Exercise:
Could the data underneath be repeated exactly, in full?

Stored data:
---+---
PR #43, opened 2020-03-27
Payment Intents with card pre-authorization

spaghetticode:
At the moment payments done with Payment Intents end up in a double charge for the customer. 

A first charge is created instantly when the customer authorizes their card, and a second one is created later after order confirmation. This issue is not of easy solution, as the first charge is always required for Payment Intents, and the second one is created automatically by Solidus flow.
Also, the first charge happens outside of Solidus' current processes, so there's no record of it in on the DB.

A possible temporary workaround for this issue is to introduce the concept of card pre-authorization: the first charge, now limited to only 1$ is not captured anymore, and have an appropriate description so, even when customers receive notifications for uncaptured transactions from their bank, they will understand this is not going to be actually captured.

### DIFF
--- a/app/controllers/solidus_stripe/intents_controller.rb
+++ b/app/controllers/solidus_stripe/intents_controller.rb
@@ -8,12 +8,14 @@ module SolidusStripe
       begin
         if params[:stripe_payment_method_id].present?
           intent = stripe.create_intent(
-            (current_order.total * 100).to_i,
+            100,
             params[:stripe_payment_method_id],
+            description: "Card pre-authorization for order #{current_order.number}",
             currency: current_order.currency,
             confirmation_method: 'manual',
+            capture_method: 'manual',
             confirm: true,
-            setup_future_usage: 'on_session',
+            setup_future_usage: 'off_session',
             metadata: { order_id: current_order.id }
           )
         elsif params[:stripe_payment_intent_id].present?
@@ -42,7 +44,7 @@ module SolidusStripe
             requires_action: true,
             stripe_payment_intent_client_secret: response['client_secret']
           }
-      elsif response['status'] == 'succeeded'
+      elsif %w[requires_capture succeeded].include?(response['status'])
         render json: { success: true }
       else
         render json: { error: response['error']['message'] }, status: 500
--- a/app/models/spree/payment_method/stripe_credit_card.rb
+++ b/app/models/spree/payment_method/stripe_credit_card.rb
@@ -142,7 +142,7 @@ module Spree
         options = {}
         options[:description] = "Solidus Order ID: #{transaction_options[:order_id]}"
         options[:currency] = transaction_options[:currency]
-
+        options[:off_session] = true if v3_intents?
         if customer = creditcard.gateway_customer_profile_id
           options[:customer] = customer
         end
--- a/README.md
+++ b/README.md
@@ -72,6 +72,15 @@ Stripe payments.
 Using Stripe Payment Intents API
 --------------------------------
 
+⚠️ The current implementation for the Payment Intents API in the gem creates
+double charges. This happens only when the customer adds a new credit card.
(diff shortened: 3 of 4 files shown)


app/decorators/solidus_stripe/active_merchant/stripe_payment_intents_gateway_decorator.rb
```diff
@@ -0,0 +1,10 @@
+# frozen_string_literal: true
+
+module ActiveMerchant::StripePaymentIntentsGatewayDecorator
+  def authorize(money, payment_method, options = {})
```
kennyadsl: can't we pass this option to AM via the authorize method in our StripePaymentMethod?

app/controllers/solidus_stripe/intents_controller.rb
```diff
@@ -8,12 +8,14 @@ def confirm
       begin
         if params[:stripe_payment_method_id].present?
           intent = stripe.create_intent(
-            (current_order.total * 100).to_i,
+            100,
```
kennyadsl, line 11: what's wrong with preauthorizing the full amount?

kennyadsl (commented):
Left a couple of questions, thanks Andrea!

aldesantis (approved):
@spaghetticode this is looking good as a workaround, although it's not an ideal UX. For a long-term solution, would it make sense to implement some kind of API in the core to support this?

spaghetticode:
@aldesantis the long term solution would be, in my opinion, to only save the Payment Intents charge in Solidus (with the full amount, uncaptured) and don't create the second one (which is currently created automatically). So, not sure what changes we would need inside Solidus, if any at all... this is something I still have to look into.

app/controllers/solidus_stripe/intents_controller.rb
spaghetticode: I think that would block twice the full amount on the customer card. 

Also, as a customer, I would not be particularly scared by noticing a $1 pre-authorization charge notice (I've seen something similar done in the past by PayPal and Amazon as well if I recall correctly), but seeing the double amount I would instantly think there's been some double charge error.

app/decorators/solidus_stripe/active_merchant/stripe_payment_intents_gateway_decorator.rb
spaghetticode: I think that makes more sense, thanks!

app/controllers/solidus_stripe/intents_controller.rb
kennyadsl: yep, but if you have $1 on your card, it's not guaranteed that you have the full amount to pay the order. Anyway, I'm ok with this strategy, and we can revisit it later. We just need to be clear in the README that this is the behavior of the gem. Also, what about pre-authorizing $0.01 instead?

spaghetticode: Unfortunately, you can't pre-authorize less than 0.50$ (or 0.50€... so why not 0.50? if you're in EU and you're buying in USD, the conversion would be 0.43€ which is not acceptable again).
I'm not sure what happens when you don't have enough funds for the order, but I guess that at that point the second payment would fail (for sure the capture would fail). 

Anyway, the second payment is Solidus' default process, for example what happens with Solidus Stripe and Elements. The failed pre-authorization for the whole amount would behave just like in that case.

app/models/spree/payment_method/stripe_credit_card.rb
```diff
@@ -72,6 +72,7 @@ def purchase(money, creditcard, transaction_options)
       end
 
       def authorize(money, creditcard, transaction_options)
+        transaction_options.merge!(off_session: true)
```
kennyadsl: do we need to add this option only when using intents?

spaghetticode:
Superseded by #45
---+---
Exercise solution:
PR #43, opened 2020-03-27
Payment Intents with card pre-authorization

spaghetticode:
At the moment payments done with Payment Intents end up in a double charge for the customer. 

A first charge is created instantly when the customer authorizes their card, and a second one is created later after order confirmation. This issue is not of easy solution, as the first charge is always required for Payment Intents, and the second one is created automatically by Solidus flow.
Also, the first charge happens outside of Solidus' current processes, so there's no record of it in on the DB.

A possible temporary workaround for this issue is to introduce the concept of card pre-authorization: the first charge, now limited to only 1$ is not captured anymore, and have an appropriate description so, even when customers receive notifications for uncaptured transactions from their bank, they will understand this is not going to be actually captured.

### DIFF
--- a/app/controllers/solidus_stripe/intents_controller.rb
+++ b/app/controllers/solidus_stripe/intents_controller.rb
@@ -8,12 +8,14 @@ module SolidusStripe
       begin
         if params[:stripe_payment_method_id].present?
           intent = stripe.create_intent(
-            (current_order.total * 100).to_i,
+            100,
             params[:stripe_payment_method_id],
+            description: "Card pre-authorization for order #{current_order.number}",
             currency: current_order.currency,
             confirmation_method: 'manual',
+            capture_method: 'manual',
             confirm: true,
-            setup_future_usage: 'on_session',
+            setup_future_usage: 'off_session',
             metadata: { order_id: current_order.id }
           )
         elsif params[:stripe_payment_intent_id].present?
@@ -42,7 +44,7 @@ module SolidusStripe
             requires_action: true,
             stripe_payment_intent_client_secret: response['client_secret']
           }
-      elsif response['status'] == 'succeeded'
+      elsif %w[requires_capture succeeded].include?(response['status'])
         render json: { success: true }
       else
         render json: { error: response['error']['message'] }, status: 500
--- a/app/models/spree/payment_method/stripe_credit_card.rb
+++ b/app/models/spree/payment_method/stripe_credit_card.rb
@@ -142,7 +142,7 @@ module Spree
         options = {}
         options[:description] = "Solidus Order ID: #{transaction_options[:order_id]}"
         options[:currency] = transaction_options[:currency]
-
+        options[:off_session] = true if v3_intents?
         if customer = creditcard.gateway_customer_profile_id
           options[:customer] = customer
         end
--- a/README.md
+++ b/README.md
@@ -72,6 +72,15 @@ Stripe payments.
 Using Stripe Payment Intents API
 --------------------------------
 
+⚠️ The current implementation for the Payment Intents API in the gem creates
+double charges. This happens only when the customer adds a new credit card.
(diff shortened: 3 of 4 files shown)


app/decorators/solidus_stripe/active_merchant/stripe_payment_intents_gateway_decorator.rb
```diff
@@ -0,0 +1,10 @@
+# frozen_string_literal: true
+
+module ActiveMerchant::StripePaymentIntentsGatewayDecorator
+  def authorize(money, payment_method, options = {})
```
kennyadsl: can't we pass this option to AM via the authorize method in our StripePaymentMethod?

app/controllers/solidus_stripe/intents_controller.rb
```diff
@@ -8,12 +8,14 @@ def confirm
       begin
         if params[:stripe_payment_method_id].present?
           intent = stripe.create_intent(
-            (current_order.total * 100).to_i,
+            100,
```
kennyadsl, line 11: what's wrong with preauthorizing the full amount?

kennyadsl (commented):
Left a couple of questions, thanks Andrea!

aldesantis (approved):
@spaghetticode this is looking good as a workaround, although it's not an ideal UX. For a long-term solution, would it make sense to implement some kind of API in the core to support this?

spaghetticode:
@aldesantis the long term solution would be, in my opinion, to only save the Payment Intents charge in Solidus (with the full amount, uncaptured) and don't create the second one (which is currently created automatically). So, not sure what changes we would need inside Solidus, if any at all... this is something I still have to look into.

app/controllers/solidus_stripe/intents_controller.rb
spaghetticode: I think that would block twice the full amount on the customer card. 

Also, as a customer, I would not be particularly scared by noticing a $1 pre-authorization charge notice (I've seen something similar done in the past by PayPal and Amazon as well if I recall correctly), but seeing the double amount I would instantly think there's been some double charge error.

app/decorators/solidus_stripe/active_merchant/stripe_payment_intents_gateway_decorator.rb
spaghetticode: I think that makes more sense, thanks!

app/controllers/solidus_stripe/intents_controller.rb
kennyadsl: yep, but if you have $1 on your card, it's not guaranteed that you have the full amount to pay the order. Anyway, I'm ok with this strategy, and we can revisit it later. We just need to be clear in the README that this is the behavior of the gem. Also, what about pre-authorizing $0.01 instead?

spaghetticode: Unfortunately, you can't pre-authorize less than 0.50$ (or 0.50€... so why not 0.50? if you're in EU and you're buying in USD, the conversion would be 0.43€ which is not acceptable again).
I'm not sure what happens when you don't have enough funds for the order, but I guess that at that point the second payment would fail (for sure the capture would fail). 

Anyway, the second payment is Solidus' default process, for example what happens with Solidus Stripe and Elements. The failed pre-authorization for the whole amount would behave just like in that case.

app/models/spree/payment_method/stripe_credit_card.rb
```diff
@@ -72,6 +72,7 @@ def purchase(money, creditcard, transaction_options)
       end
 
       def authorize(money, creditcard, transaction_options)
+        transaction_options.merge!(off_session: true)
```
kennyadsl: do we need to add this option only when using intents?

spaghetticode:
Superseded by #45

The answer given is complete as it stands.